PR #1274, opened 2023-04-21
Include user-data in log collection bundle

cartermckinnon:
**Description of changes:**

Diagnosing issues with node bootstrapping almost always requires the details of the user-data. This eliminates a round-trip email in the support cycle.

--

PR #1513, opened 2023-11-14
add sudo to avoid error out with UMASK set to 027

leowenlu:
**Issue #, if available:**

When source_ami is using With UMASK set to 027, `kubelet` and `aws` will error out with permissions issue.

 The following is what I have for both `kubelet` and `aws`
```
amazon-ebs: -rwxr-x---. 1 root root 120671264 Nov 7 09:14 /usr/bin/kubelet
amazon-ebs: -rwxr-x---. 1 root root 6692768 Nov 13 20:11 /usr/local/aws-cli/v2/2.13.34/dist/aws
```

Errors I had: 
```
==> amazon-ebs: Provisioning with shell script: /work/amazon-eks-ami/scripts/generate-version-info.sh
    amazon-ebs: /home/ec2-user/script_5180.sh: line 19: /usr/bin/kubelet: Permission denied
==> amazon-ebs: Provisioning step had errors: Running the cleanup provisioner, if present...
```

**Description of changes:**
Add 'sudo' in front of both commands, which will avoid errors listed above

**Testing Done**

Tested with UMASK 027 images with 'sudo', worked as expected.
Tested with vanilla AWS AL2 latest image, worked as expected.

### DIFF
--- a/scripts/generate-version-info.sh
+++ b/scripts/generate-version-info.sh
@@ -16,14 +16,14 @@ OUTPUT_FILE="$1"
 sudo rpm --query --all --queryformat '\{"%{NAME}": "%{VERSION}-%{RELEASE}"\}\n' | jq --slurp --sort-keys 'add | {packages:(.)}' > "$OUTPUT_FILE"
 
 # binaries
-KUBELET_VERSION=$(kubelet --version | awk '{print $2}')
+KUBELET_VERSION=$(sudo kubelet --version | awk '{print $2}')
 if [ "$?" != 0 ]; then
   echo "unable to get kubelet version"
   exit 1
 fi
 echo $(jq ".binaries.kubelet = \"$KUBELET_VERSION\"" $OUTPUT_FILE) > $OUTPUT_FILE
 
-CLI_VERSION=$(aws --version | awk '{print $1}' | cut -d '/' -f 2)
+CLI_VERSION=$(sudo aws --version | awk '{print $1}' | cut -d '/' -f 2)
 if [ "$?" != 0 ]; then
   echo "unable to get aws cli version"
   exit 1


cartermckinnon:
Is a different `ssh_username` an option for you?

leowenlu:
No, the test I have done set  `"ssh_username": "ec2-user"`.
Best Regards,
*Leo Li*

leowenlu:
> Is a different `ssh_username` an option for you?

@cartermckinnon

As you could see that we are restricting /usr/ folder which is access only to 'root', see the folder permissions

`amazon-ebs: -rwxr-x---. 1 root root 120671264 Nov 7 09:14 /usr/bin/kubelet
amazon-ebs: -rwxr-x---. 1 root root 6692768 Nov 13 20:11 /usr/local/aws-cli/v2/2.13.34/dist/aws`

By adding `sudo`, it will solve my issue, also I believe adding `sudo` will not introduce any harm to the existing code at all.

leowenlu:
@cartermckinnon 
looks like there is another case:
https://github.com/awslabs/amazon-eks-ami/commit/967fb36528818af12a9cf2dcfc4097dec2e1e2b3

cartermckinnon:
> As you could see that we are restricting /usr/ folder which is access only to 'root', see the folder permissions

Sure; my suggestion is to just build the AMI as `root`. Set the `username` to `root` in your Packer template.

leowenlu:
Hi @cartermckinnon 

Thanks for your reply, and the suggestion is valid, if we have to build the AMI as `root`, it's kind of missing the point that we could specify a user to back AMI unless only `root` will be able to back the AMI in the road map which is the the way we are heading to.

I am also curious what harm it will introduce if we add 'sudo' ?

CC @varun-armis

---

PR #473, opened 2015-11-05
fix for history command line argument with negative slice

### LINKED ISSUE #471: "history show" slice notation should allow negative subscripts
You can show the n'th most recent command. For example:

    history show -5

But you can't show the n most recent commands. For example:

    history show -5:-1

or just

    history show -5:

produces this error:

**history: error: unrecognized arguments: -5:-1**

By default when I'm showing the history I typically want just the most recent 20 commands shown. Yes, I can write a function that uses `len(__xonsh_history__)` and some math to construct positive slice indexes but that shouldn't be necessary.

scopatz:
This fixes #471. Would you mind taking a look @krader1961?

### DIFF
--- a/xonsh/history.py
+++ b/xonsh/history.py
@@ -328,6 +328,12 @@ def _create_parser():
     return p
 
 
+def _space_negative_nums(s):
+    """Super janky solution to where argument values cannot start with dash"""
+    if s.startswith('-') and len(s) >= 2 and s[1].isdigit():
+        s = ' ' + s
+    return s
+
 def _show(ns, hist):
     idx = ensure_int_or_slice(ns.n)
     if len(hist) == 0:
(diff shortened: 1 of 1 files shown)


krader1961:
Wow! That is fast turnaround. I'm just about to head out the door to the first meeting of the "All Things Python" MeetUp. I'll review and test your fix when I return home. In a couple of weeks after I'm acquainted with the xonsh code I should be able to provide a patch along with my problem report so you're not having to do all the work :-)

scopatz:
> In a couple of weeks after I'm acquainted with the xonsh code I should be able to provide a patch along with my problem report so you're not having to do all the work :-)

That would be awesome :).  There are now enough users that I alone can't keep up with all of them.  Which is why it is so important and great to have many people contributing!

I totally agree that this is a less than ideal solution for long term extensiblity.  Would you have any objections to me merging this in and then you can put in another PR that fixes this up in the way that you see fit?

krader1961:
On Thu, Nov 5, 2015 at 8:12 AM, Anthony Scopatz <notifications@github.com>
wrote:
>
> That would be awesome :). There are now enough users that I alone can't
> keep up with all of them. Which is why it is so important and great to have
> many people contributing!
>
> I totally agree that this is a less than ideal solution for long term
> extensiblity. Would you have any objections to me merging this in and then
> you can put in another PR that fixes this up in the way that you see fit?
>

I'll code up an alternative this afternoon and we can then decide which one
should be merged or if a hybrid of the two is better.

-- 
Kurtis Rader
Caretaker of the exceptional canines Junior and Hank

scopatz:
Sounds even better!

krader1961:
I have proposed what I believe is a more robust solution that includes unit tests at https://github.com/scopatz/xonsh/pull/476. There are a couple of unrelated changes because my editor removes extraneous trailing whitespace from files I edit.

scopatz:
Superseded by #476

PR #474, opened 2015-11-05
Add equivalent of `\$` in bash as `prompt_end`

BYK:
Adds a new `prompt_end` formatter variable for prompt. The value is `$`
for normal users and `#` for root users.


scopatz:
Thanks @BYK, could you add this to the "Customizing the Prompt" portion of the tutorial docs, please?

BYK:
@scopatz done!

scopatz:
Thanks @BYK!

Task: When you reach the line containing "PR #1274, opened 2023-04-21" in the data above, start copying exactly, and stop after the line containing "Diagnosing issues with".

Answer box:
PR #1274, opened 2023-04-21
Include user-data in log collection bundle

cartermckinnon:
**Description of changes:**

Diagnosing issues with node bootstrapping almost always requires the details of the user-data. This eliminates a round-trip email in the support cycle.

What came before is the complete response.